Menggunakan filter membrane (miliphore filter)

Suspensi bahan mula-mula disaring sejumlah volume tertentu kemudian disaring
dengan filter membrane yang telah disterilkan terlebih dahulu. Dengan menghitung
jumlah sel rata-rata tiap kesatuan luas pada filter membran dapat dihitung jumlah
sel dari volume suspensi yang disaring (Jutono dkk, 1980).

Menggunakan counting chamber

Perhitungan ini dapat menggunakan haemacytometer, Petroff-Hausser Bacteria
Counter, dan alat-alat lainnya yang sejenis. Dasar perhitungannya ialah dengan
menempatkan 1 tetes suspensi bahan atau biakan mikrobia pada alat tersebut,
ditutup dengan gelas penutup kemudian diamati dengan mikroskop dengan
perbesaran sesuai besar kecilnya mikrobia. Dengan menentukan jumlah sel ratarata tiap petak (ruangan) yang telah diketahui volumenya dan alat tersebut dapat
ditentukan jumlah sel mikrobia tiap cc (Jutono dkk, 1980). Perhitungan jumlah
organisme uniseluler dalam suspensi dapat ditentukan secara mikroskopik dengan
menghitung individu sel dalam volume yangs angat kecil secara akurat. Seperti
perhitungan yang biasanya dilakukan dengan mikroskop khusus (slide) yang dikenal
dengan counting chamber. Counting chamber terdiri dari kotak-kotak teratur yang
telah diketahui areanya, yang disusun dari liquid film dimana telah diketahui
kedalamannya dan dapat dibedakan antara slide dan cover slip. Akibatnya volume
dari cairan yang dituangkan tiap kotak dengan pasti volumenya dapat diketahui.
Seperti perhitungan langsung yang dikenal dengan total cell count merupakan
perhitungan yang meliputi sel hidup dan sel yang tidak hidup, sejak ini pada kasus
bacteria yang tidak dibedakan dengan pengamatan mikroskopik (Stainer, 1986).

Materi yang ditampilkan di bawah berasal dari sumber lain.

PR #108, opened 2023-09-05
Abhi/remove s3 aws hardcoding

pretentious7:


crates/y-sweet-worker/src/config.rs
```diff
@@ -7,9 +7,10 @@ const BUCKET: &str = "Y_SWEET_DATA";
 const BUCKET_KIND: &str = "BUCKET_KIND";
 const AUTH_KEY: &str = "AUTH_KEY";
 const CHECKPOINT_FREQ_SECONDS: &str = "CHECKPOINT_FREQ_SECONDS";
-const S3_ACCESS_KEY_ID: &str = "AWS_ACCESS_KEY_ID";
-const S3_SECRET_ACCESS_KEY: &str = "AWS_SECRET_ACCESS_KEY";
-const S3_REGION: &str = "AWS_REGION";
+const S3_ACCESS_KEY_ID: &str = "S3_ACCESS_KEY_ID";
```
paulgb, line 10: Let's stick to the original naming; these are canonical names used by AWS and are also used in S3-compatible systems.

https://docs.aws.amazon.com/cli/latest/userguide/cli-configure-envvars.html

crates/y-sweet-worker/src/s3_store.rs
```diff
@@ -18,17 +19,23 @@ pub struct S3Store {
...
         aws_secret: String,
     ) -> Self {
         let credentials = Credentials::new(aws_access_key_id, aws_secret);
-        let endpoint = format!("https://s3.dualstack.{}.amazonaws.com", region)
-            .parse()
-            .expect("endpoint is a valid Url");
-        let path_style = rusty_s3::UrlStyle::VirtualHost;
+        let endpoint: Url = endpoint.parse().expect("endpoint is a valid url");
+        let path_style =
+			// if endpoint is localhost then bucket url must be of forme http://localhost:<port>/<bucket>
```
paulgb, line 32: tabs

crates/y-sweet-worker/src/s3_store.rs
```diff
@@ -18,17 +19,23 @@ pub struct S3Store {
 
 impl S3Store {
     pub fn new(
+        endpoint: String,
```
paulgb, line 22: might be easier to just take the `S3Config` object directly? We will want to move both into `crates/y-sweet-core` eventually

crates/y-sweet-worker/src/config.rs
```diff
@@ -10,6 +10,7 @@ const CHECKPOINT_FREQ_SECONDS: &str = "CHECKPOINT_FREQ_SECONDS";
 const S3_ACCESS_KEY_ID: &str = "AWS_ACCESS_KEY_ID";
 const S3_SECRET_ACCESS_KEY: &str = "AWS_SECRET_ACCESS_KEY";
 const S3_REGION: &str = "AWS_REGION";
```
paulgb, line 12: AWS uses `AWS_DEFAULT_REGION`.

crates/y-sweet-worker/src/config.rs
```diff
@@ -10,6 +10,7 @@ const CHECKPOINT_FREQ_SECONDS: &str = "CHECKPOINT_FREQ_SECONDS";
...
+const S3_ENDPOINT: &str = "S3_ENDPOINT";
```
paulgb, line 13: AWS uses `AWS_ENDPOINT_URL`

https://docs.aws.amazon.com/cli/latest/userguide/cli-configure-envvars.html

crates/y-sweet-worker/src/config.rs
```diff
@@ -10,6 +10,7 @@ const CHECKPOINT_FREQ_SECONDS: &str = "CHECKPOINT_FREQ_SECONDS";
...
 const S3_BUCKET_PREFIX: &str = "S3_BUCKET_PREFIX";
 const S3_BUCKET_NAME: &str = "S3_BUCKET_NAME";
```
paulgb, line 15: Despite the changes to the above env vars, I think we should leave these as `S3_` because they do not have AWS equivalents.

crates/y-sweet-worker/src/s3_store.rs
```diff
@@ -4,8 +4,11 @@ use reqwest::{Client, StatusCode};
 use rusty_s3::{Bucket, Credentials, S3Action};
 use std::{cell::RefCell, time::Duration};
 use time::OffsetDateTime;
+use url::Url;
 use y_sweet_core::store::Store;
```
paulgb, line 9: nit: rm newline and run `cargo fmt`

crates/y-sweet-worker/src/s3_store.rs
```diff
@@ -17,19 +20,18 @@ pub struct S3Store {
...
-            .expect("endpoint is a valid Url");
-        let path_style = rusty_s3::UrlStyle::VirtualHost;
-        let bucket = Bucket::new(endpoint, path_style, bucket_name, region)
+    pub fn new(config: S3Config) -> Self {
+        let credentials = Credentials::new(config.key, config.secret);
+        let endpoint: Url = config.endpoint.parse().expect("endpoint is a valid url");
+        let path_style =
+            // if endpoint is localhost then bucket url must be of forme http://localhost:<port>/<bucket>
+            // instead of <method>:://<bucket>.<endpoint>
+            if endpoint.host_str().expect("endpoint Url should have host") == "localhost" {
```
paulgb, line 29: Not a big deal since we will only use this for testing, but fwiw this will not work for 127.0.0.1. I sometimes use 127.0.0.1 over `localhost` because it unambiguously refers to IPv4 localhost and not IPv6 localhost.

paulgb (commented):
A few nits, and then good to go.

crates/y-sweet-worker/src/config.rs
pretentious7: It uses both, which one do you think is preferable?

crates/y-sweet-worker/src/config.rs
pretentious7: I was very confused parsing that line in the docs lol, yes that makes sense.

crates/y-sweet-worker/src/config.rs
paulgb: Good point, let's use `AWS_REGION`.

paulgb (approved):

PR #128, opened 2023-09-14
Split out vanilla JS client into own package

paulgb:
Some things I've learned:

- `tsup` doesn't support typescript project references [(ref)](https://github.com/egoist/tsup/issues/647), which is the preferred way of telling typescript to build dependencies first.
- I tried removing `tsup` and replacing with `tsc -b`, which tells typescript to follow build references
- That fixes the build of the libraries themselves, but then we are producing ES modules in `dist/`, which not everything supports (`tsup` built both, but there is no way to get the same behavior with `tsc` directly).
- Jest doesn't support ES modules by default, and you have to turn on an experimental flag in Node to use it, because the underlying Node feature [is experimental](https://jestjs.io/docs/ecmascript-modules).
  - The solution I picked is to switch to `vitest`, which also means we don't need to configure typescript compilation

**This means we will no longer ship CommonJS + ESM, and instead only ship ESM.** I think this is an acceptable thing to do in 2023 but @rolyatmax what do you think?


rolyatmax (approved):

rolyatmax:
I have a strong preference to keep commonjs support. So much of the pain people experience with JS comes from dependencies only supporting one or the other (including some of the pain in this PR), and don't want y-sweet packages looking like the culprit when someone can't get their build settings just right so that things "just work".

Maybe I don't understand clearly enough what we're gaining with this PR though? Why do we need to get typescript project references working? What problem were we running into?

paulgb:
The dependency graph is (examples/demos) -> @y-sweet/react -> @y-sweet/client. With tsup, this is fragile, because it doesn't know that @y-sweet/client needs to be built before @y-sweet/react. So it would try to build them in an arbitrary order, which would lead to errors if @y-sweet/react was built before @y-sweet-client.

This is what caused most of the checks to fail in [16a4416](https://github.com/drifting-in-space/y-sweet/pull/128/commits/16a441646178dac5a441e26f1ae533df5819954a)

image

Typescript itself has capabilities for avoiding this, through "references", but for whatever reason tsup doesn't support that yet.

This also fixes another issue I've had, which is that when I wipe `node_modules` and `dist` dirs, VS Code doesn't recognize imports from workspace packages even though the symlinks are in node_modules and the build itself works.

image

Unlike tsup though, tsc is made for producing artifacts for mjs OR cjs; it does not have first-class support for producing both. [Here is a branch](https://github.com/drifting-in-space/y-sweet/tree/paulgb/try-building-cjs-too) with an approach for also building cjs with tsc (I didn't get that branch working, but I think that was for other reasons; I think I could combine that approach to still create a cjs version).

I'm not opposed to supporting cjs as well, I just wonder if it's worth the extra [fragility/complexity](https://nodejs.org/dist/latest-v20.x/docs/api/packages.html#dual-package-hazard). Node-fetch has been ESM-only for ~3 years and still does 20mm+ downloads/week; here's [Rich Harris](https://twitter.com/Rich_Harris/status/1423305079541620739) on esm-only packages two years ago, and a [long discussion of trade-offs](https://gist.github.com/sindresorhus/a39789f98801d908bbc7ff3ecc99d99c).

paulgb:
This is only two days old but possibly relevant https://isaacs.github.io/tshy/

Unlike tsup, it's just a [thin wrapper](https://twitter.com/izs/status/1702339922567553030) around tsc.

rolyatmax:
I pulled down the original commit that was causing problems, and it looks like maybe this fixes it? https://github.com/drifting-in-space/y-sweet/pull/132

paulgb:
> I pulled down the original commit that was causing problems, and it looks like maybe this fixes it? #132

Yep, that seems to do the trick. I'll unwind the other changes (since there are still things in some of the commits I'd like to keep)

js-pkg/client/src/websocket.ts
rolyatmax, line 1: Just curious: why did this have to be forked?

PR #138, opened 2023-09-19
factors out s3 store into core

pretentious7:


crates/y-sweet-core/src/store/s3.rs
```diff
@@ -1,17 +1,27 @@
...
+    pub bucket: String,
+    pub region: String,
+    pub bucket_prefix: Option<String>,
+}
 
 const PRESIGNED_URL_DURATION_SECONDS: u64 = 60 * 60;
 pub struct S3Store {
     bucket: Bucket,
-    _bucket_inited: RefCell<bool>,
+    _bucket_inited: RwLock<bool>,
```
paulgb, line 24: can this just be an `AtomicBool`?

paulgb (commented):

Perhitungan secara tidak langsung

Perhitungan mikrobia secara tidak langsung, dipakai untuk menentukan jumlah
mikrobia keseluruhan baik yang mati maupun yang hidup atau hanya menentukan
jumlah mikrobia yang hidup saja. Untuk menentukan jumlah mikrobia yang hidup
dapat dilakukan setelah suspensi bahan atau biakan mikrobia diencerkan beberapa
kali dan ditumbuhkan dalam medium dengan cara tertentu tergantung dari
macamnya bahan dan sifat mikrobianya (Jutono dkk, 1991).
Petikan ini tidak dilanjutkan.